Лишь к утру утихли страстные стоны Василисы, и она уснула. Спала день до вечера, ровно дыша и чему-то сладко улыбаясь – румяная, горячая, невозможно красивая. Убедившись, что молодка отнюдь не манья [43] ночная и никуда при дневном свете не денется, Иван Васильевич потребовал Бельского к ответу.
Богдаша заюлил глазами и рассказал какую-то безумную историю. Дескать, стремянный Никита Мелентьев вдруг тронулся рассудком и решил покататься с женкою по озеру близ слободы. Да нет, в самом этом решении не было ничего безумного, однако охота к водным прогулкам пришла к Никите почему-то среди ночи. Сослепу, в темноте, не разглядел бедолага, что днище его лодчонки какой-то лиходей умудрился просверлить. Может, из пустого озорства, может, с разбойным умыслом… Словом, не больно-то на большом расстоянии от берега лодочка пошла ко дну. Никита плавать то ли не умел, то ли судорога его скрутила – канул камнем! И такая же участь постигла бы Василису, не случись именно в эту минуту на берегу Бельского и нескольких его людей.
Бабенку спасли.

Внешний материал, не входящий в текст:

PR #59, opened 2017-09-27
Refactor to support multiple command groups

sampierson:
Some cleanup.
Some foundational refactoring.


test/test_dss_cli.py
```diff
@@ -172,24 +172,26 @@ def test_get_files_cli(self):
...
         """Test that the parser parses arguments correctly."""
 
         cli = hca.dss.cli.CLI()
 
         args = ["put-files", "134", "--bundle-uuid", "asdf", "--creator-uid", "1", "--source-url", "sljdf.com"]
-        out = {'source_url': 'sljdf.com', 'bundle_uuid': 'asdf', 'uuid': '134', 'creator_uid': 1}
-        self.assertEqual(cli.parse_args(args), out)
+        expected = {'source_url': 'sljdf.com', 'bundle_uuid': 'asdf', 'uuid': '134', 'creator_uid': 1}
+        func, api_args = cli.parse_args(args)
+        self.assertEqual(api_args, expected)
```
ttung: should have a `self.assertEqual(func, "put-files")`

and same for the subsequent cases.

sampierson: func is actually a real function now. e.g. `<bound method AddedCommand.run_from_cli of <class 'hca.dss.autogenerated.put_files.PutFiles'>>`
Can you assert against those?

sampierson: Apparently you can

test/test_dss_cli.py
```diff
@@ -192,13 +192,21 @@ def test_parsing(self):
         self.assertEqual(cli.parse_args(args), out)
 
         args = ["put-files", "--creator-uid", "1", "--source-url", "sljdf.com", "134"]
-        self.assertRaises(hca.dss.error.PrintingException, cli.parse_args, args)
+        process = subprocess.Popen(["hca"] + args, stdout=subprocess.PIPE, stderr=subprocess.PIPE)
```
ttung: Does this actually test against the current repo?  I would imagine this would test against the installed binary.

sampierson: Indeed.  It tests against the currently installed hca script.  The first step in the Makefile for the "test" target is to install the package.  I didn't change this.  I assume there is some good reason for it cooked up by James/Andrey.   Several of the tests are written this way. 
 eg. https://github.com/HumanCellAtlas/data-store-cli/blob/567854d0d57d286a8aa0b34f84fc8035bde54a4a/test/test_dss_cli.py#L174

test/test_dss_api.py
```diff
@@ -0,0 +1,141 @@
+#!/usr/bin/env python
+# coding: utf-8
+
+import unittest, os, sys, filecmp, shutil, tempfile, uuid
```
ttung: style nit:

preferred: one import per line.
must: sort imports by name.

hca/dss/added_command.py
```diff
@@ -1,16 +1,12 @@
...
-import requests
+import argparse, json, logging, os, re, sys
+
+import jsonschema, requests, six
 from google.auth.transport.requests import Request as GoogleAuthRequest
 from google.oauth2.credentials import Credentials as OAuth2Credentials
 from google.oauth2.service_account import Credentials as ServiceAccountCredentials
 from tweak import Config
 
+import hca.dss.cli
```
ttung: why not relative import?

test/test_dss_cli.py
ttung: Well, I guess the cost to install the package isn't that significant... Just potentially quite awkward for people not in a virtualenv.

sampierson:
I thought it was previously decided that you preferred multiple imports per line, with stdlib separated from 3rd-party separated from local imports by a blank line?  I was just trying to follow that convention.  I guess I’m remembering inaccurately.  Easy to fix.

test/test_dss_cli.py
sampierson: Lol yeah this was my trigger to start using virtualenv :/

hca/dss/composite_commands/login.py
```diff
@@ -6,6 +6,7 @@
 from google_auth_oauthlib.flow import InstalledAppFlow as GoogleAuthFlow
 from tweak import Config
 
+import hca
```
ttung: Should be a relative import.

test/__init__.py
```diff
@@ -19,3 +22,23 @@ def __exit__(self, *args):
     def captured(self):
         self.buffer.seek(0, io.SEEK_SET)
         return self.buffer.read()
+
+
+def reset_tweak_changes(f):
```
ttung: I'm not sure a function decorator is superior to a with-statement context.  The with-statement context can be applied to a narrow scope of code, whereas the function decorator has to be applied to an entire function.

However, I will defer to your judgement. :)

ttung:
I think this diff stack looks fine; I would yank the staging changes out though, since they're not pertinent to the refactor even though they motivate the refactor. :)

Tests are failing though, possibly because of the use of imports that refer to the current directory.

ttung:
I would change the dss-cli test to not invoke subprocess though.  Or if so, make sure you're actually invoking the hca command in the current code tree, rather than be subject to the whims of a user's path.

sampierson:
I would like to have my cake and eat it.  I want a tool that can either be used using “with” or as a decorator.
For now this seems cleaner though.
I’ll refactor as described above if I ever find a need to scope to a narrower chunk of code.

sampierson:
Re: not invoking subprocesses.  Maybe.  But later.  Right now I'm trying to do the minimum possible refactor to get this stuff squared away so I can add the staging functionality which I have a deadline to deliver.
Invoking subprocesses is the least of the problems with tests.  Higher than that on the priority list is why something so trivial takes 5 minutes to run.
But again... later.  Fixing the existing dss tests is not my priority.

sampierson:
Staging code has been moved out.
All imports are now relative.
Tests are now green.
Please approve the PR.

PR #67, opened 2017-10-09
call render_output from upload cli command

ttung:


ttung:
I changed this to call `cls._render_output(response)` in upload.py.

PR #74, opened 2017-11-02
`hca upload file` now generates dcp-type media type param

sampierson:
As per https://docs.google.com/document/d/1TqihrgXjct9aDmTJO52_gE2WlpFysB1OkG9C8exmWTw/edit#

### DIFF
--- a/hca/upload/media_type.py
+++ b/hca/upload/media_type.py
@@ -1,0 +1,92 @@
+import magic
+import operator
+import os
+import re
+
+
+class MediaType:
+
+    RFC7320_TOKEN_CHARSET = "!#$%&'*+-.^_`|~\w"
+    DCP_METADATA_JSON_FILES = ('assay', 'project', 'sample')
+
+    @classmethod
+    def from_string(cls, media_type):
+        split_on_semicolons = media_type.split(';')
+        type_info = split_on_semicolons.pop(0)
+        type_info = re.match("(?P<top_level_type>.+)/(?P<subtype>[^+]+)(?P<suffix>\+.+)?", type_info)
+        parameters = {}
+        for parameter in split_on_semicolons:
+            param_match = re.match('(.+)=(.+)', parameter.strip())
+            parameters[param_match.group(1)] = param_match.group(2).strip('"')
+        return cls(
+            type_info.group('top_level_type'), type_info.group('subtype'),
+            suffix=type_info.group('suffix'), parameters=parameters)
+
+    @classmethod
+    def from_file(cls, file_path, dcp_type=None):
+        media_type_string = cls._media_type_from_magic(file_path)
+        media_type = cls.from_string(media_type_string)
+        if dcp_type:
+            media_type.parameters['dcp-type'] = dcp_type
+        else:
+            media_type.parameters['dcp-type'] = cls._dcp_media_type_param(media_type, os.path.basename(file_path))
+        return media_type
+
+    def __init__(self, top_level_type, subtype, suffix=None, parameters={}):
+        self.top_level_type = top_level_type
+        self.subtype = subtype
+        self.suffix = suffix
+        self.parameters = parameters
+
+    def __str__(self):
+        result = [self.main_type]
+        if self.parameters:
+            sorted_params = sorted(self.parameters.items(), key=operator.itemgetter(0))
+            for k, v in sorted_params:
+                result.append('{key}={value}'.format(key=k, value=self._properly_quoted_parameter_value(v)))
+        return '; '.join(result)
+
+    @property
+    def main_type(self):
+        maintype = "{type}/{subtype}".format(type=self.top_level_type, subtype=self.subtype)
+        if self.suffix:
+            maintype += self.suffix
+        return maintype
+
+    @staticmethod
+    def _media_type_from_magic(file_path):
+        """
+        Use libmagic to generate a media-type for the file, then correct its mistakes.
+        """
+        media_type = magic.from_file(file_path, mime=True)
+        if media_type == 'text/plain':  # libmagic doesn't recognize JSON
+            if file_path.endswith('.json'):
+                media_type = 'application/json'
+        elif media_type == 'application/x-gzip':  # deprecated
+            media_type = 'application/gzip'
+        return media_type
+
+    @staticmethod
+    def _dcp_media_type_param(media_type, filename):
+        if media_type.main_type == 'application/json':
+            (filename_without_extension, ext) = os.path.splitext(filename)
+            if filename_without_extension in MediaType.DCP_METADATA_JSON_FILES:
+                return "metadata/{filename}".format(filename=filename_without_extension)
+            else:
+                return "metadata"
+        else:
+            return "data"
+
+    @staticmethod
+    def _properly_quoted_parameter_value(value):
+        """
+        Per RFC 7321 (https://tools.ietf.org/html/rfc7231#section-3.1.1.1):
+        Parameters values don't need to be quoted if they are a "token".
+        Token characters are defined by RFC 7320 (https://tools.ietf.org/html/rfc7230#section-3.2.6).
+        Otherwise, parameters values can be a "quoted-string".
+        So we will quote values that contain characters other than the standard token characters.
+        """
+        if re.match("^[{charset}]*$".format(charset=MediaType.RFC7320_TOKEN_CHARSET), value):
+            return value
+        else:
+            return '"{}"'.format(value)
--- a/hca/upload/upload_area.py
+++ b/hca/upload/upload_area.py
@@ -1,7 +1,9 @@
+import os
 import re
 
 from .api_client import ApiClient
 from .exceptions import UploadException
+from .s3_agent import S3Agent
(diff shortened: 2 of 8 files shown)


hca/upload/upload_area.py
```diff
@@ -58,3 +62,10 @@ def forget(self):
     def list(self):
         client = ApiClient(self.urn.deployment_stage)
         return client.list_area(self.uuid)
+
+    def upload_file(self, file_path, target_filename=None, report_progress=False, dcp_type=None):
```
ttung: super minor nit: would prefer content_type/dcp_type to be the earlier argument (as opposed to `report_progress`), kind of like how s3agent does it.  it's a more important argument.

hca/upload/media_type.py
```diff
@@ -0,0 +1,90 @@
...
+
+
+class MediaType:
+
+    RFC7320_TOKEN_CHARSET = "!#$%&'*+-.^_`|~\w"
+    DCP_METADATA_JSON_FILES = ('assay', 'project', 'sample')
+
+    @classmethod
+    def from_string(cls, media_type):
+        split_on_semicolons = media_type.split(';')
```
ttung: if you have semicolons in the media type k/v pairs sections, will this break?

hca/upload/media_type.py
```diff
@@ -0,0 +1,90 @@
...
+        return maintype
+
+    @staticmethod
+    def _media_type_from_magic(file_path):
+        """
+        Use libmagic to generate a media-type for the file, then correct its mistakes.
+        """
+        media_type = magic.from_file(file_path, mime=True)
+        if media_type == 'text/plain':  # libmagic doesn't recognize JSON
+            if re.search('.json$', file_path):
```
ttung: would just do:

`file_path.endswith('.json')`

hca/upload/media_type.py
```diff
@@ -0,0 +1,90 @@
...
+        return media_type
+
+    def __init__(self, top_level_type, subtype, suffix=None, parameters={}):
+        self.top_level_type = top_level_type
+        self.subtype = subtype
+        self.suffix = suffix
+        self.parameters = parameters
+
+    def __str__(self):
+        media_type = self.main_type
```
ttung: consider:

```
result = [self.main_type]
if self.parameters:
    for k, v in self.parameters.items():
        result.append('{key}={value}'.format(key=k, value=self._properly_quoted_parameter_value(v)))
return '; '.join(result)
```

hca/upload/media_type.py
```diff
@@ -0,0 +1,90 @@
...
+        if self.parameters:
+            for k, v in self.parameters.items():
+                media_type += '; {key}={value}'.format(key=k, value=self._properly_quoted_parameter_value(v))
+        return media_type
```
ttung: suffix does not figure into here?

hca/upload/media_type.py
```diff
@@ -0,0 +1,90 @@
...
+            if re.search('.json$', file_path):
+                media_type = 'application/json'
+        elif media_type == 'application/x-gzip':  # deprecated
+            media_type = 'application/gzip'
+        return media_type
+
+    @staticmethod
+    def _dcp_media_type_param(media_type, filename):
+        if media_type.main_type == 'application/json':
+            filename_without_extension = re.search('(.+)\.[^.]', filename).group(1)
```
ttung: consider https://docs.python.org/2/library/os.path.html#os.path.splitext

test/upload/python_bindings/test_upload_file.py
```diff
@@ -28,10 +24,12 @@ def test_file_upload(self):
...
         s3.Bucket(TEST_UPLOAD_BUCKET).create()
 
-        upload.upload_file('LICENSE')
+        file_path = os.path.join(os.path.dirname(__file__), '..', '..', 'bundle', 'assay.json')
+        upload.upload_file(file_path)
 
-        obj = s3.Bucket(TEST_UPLOAD_BUCKET).Object("{}/LICENSE".format(area.uuid))
-        with open('LICENSE', 'rb') as fh:
+        obj = s3.Bucket(TEST_UPLOAD_BUCKET).Object("{}/assay.json".format(area.uuid))
+        self.assertEqual(obj.content_type, 'application/json; dcp-type="metadata/assay"')
```
ttung: 👍

test/upload/test_media_type.py
```diff
@@ -0,0 +1,57 @@
...
+        },
+        'application/json+zip': {
+            'top_level_type': 'application', 'subtype': 'json', 'suffix': '+zip',
+        },
+        'application/octet-stream+zip; dcp-type=data': {
+            'top_level_type': 'application', 'subtype': 'octet-stream',
+            'suffix': '+zip', 'parameters': {'dcp-type': 'data'}
+        },
+        'application/json; dcp-type="metadata/sample"': {
+            'top_level_type': 'application', 'subtype': 'json', 'parameters': {'dcp-type': 'metadata/sample'}
```
ttung: consider doing a test with multiple parameters.

sampierson:
Silly GitHub, stop closing my PRs automatically.

hca/upload/media_type.py
sampierson: It is valid to have multiple sets of k/v params separated by semicolons.  This works in that case.  I have added a test case for that.

For the case where a semicolon is inside a quoted string, yes this will break in that case.  Given that the use of parameters is pretty obscure anyway, I'm not sure it's worth the effort of spinning up a full blown parser which I think is what you would need to do to handle this case.  Unless you know a shortcut?

hca/upload/media_type.py
sampierson: 👍

hca/upload/media_type.py
sampierson: With `media_type = self.main_type`
`main-type` is an @property that includes the suffix if there is one

hca/upload/media_type.py
sampierson: 👍

hca/upload/media_type.py
sampierson: 👍

test/upload/test_media_type.py
sampierson: 👍

hca/upload/upload_area.py
sampierson: 👍

hca/upload/media_type.py
ttung: this syntax looks remarkably like the cookie header syntax -- pairs separated by semicolons, values can be quoted.  https://docs.python.org/2/library/cookie.html

ttung: if the cookie library doesn't work for your purposes, and you're going to assume that ';' is an uncommon value, i would suggest that you flag it when someone attempts to set a value with a ';'.

sampierson: Makes sense.  Let me look at the cookie stuff.

hca/upload/media_type.py
```diff
@@ -0,0 +1,92 @@
...
+            sorted_params = sorted(self.parameters.items(), key=operator.itemgetter(0))
+            for k, v in sorted_params:
+                result.append('{key}={value}'.format(key=k, value=self._properly_quoted_parameter_value(v)))
+        return '; '.join(result)
+
+    @property
+    def main_type(self):
+        maintype = "{type}/{subtype}".format(type=self.top_level_type, subtype=self.subtype)
+        if self.suffix:
+            maintype += self.suffix
```
ttung: I think this should be `maintype += "+" + self.suffix`

test/upload/test_media_type.py
```diff
@@ -0,0 +1,61 @@
...
+
+    def test_string_parsing(self):
+        for media_type, attributes in self.TEST_STRINGS_AND_ATTRS.items():
+            mt = MediaType.from_string(media_type)
+            self.assertEqual(attributes['top_level_type'], mt.top_level_type)
+            self.assertEqual(attributes['subtype'], mt.subtype)
+            if 'suffix' in attributes:
+                self.assertEqual(attributes['suffix'], mt.suffix)
+            if 'parameters' in attributes:
+                self.assertEqual(attributes['parameters'], mt.parameters)
```
ttung: consider turning `mt` back into a str and compare it with the original (although this won't quite work with multiple parameters)

hca/upload/media_type.py
sampierson: I could break that out.  Currently the "+" is kept in the suffix, as it makes the regex simpler.

ttung: Ohh, I didn't realize suffix included the "+".  That is weird. :)

test/upload/test_media_type.py
sampierson: Actually that should work now.   I sort parameters before outputting now.

ttung: 👍

hca/upload/media_type.py
sampierson: Yeah it is unintuitive.  It will make it more understandable to break out the "+".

Увидав ее, Богдан Яковлевич удивился такому невероятному совпадению: не далее как нынче же вечером государь изнемогал по ней, жалуясь, что муж помеха, и вот, гляньте, она, Василиса, а мужа и в помине нет!
Чтобы овдовевшая молодушка особенно не горевала по супругу, Бельский незамедлительно отнес ее во дворец и уложил с краешку государева ложа…
43
Призрак.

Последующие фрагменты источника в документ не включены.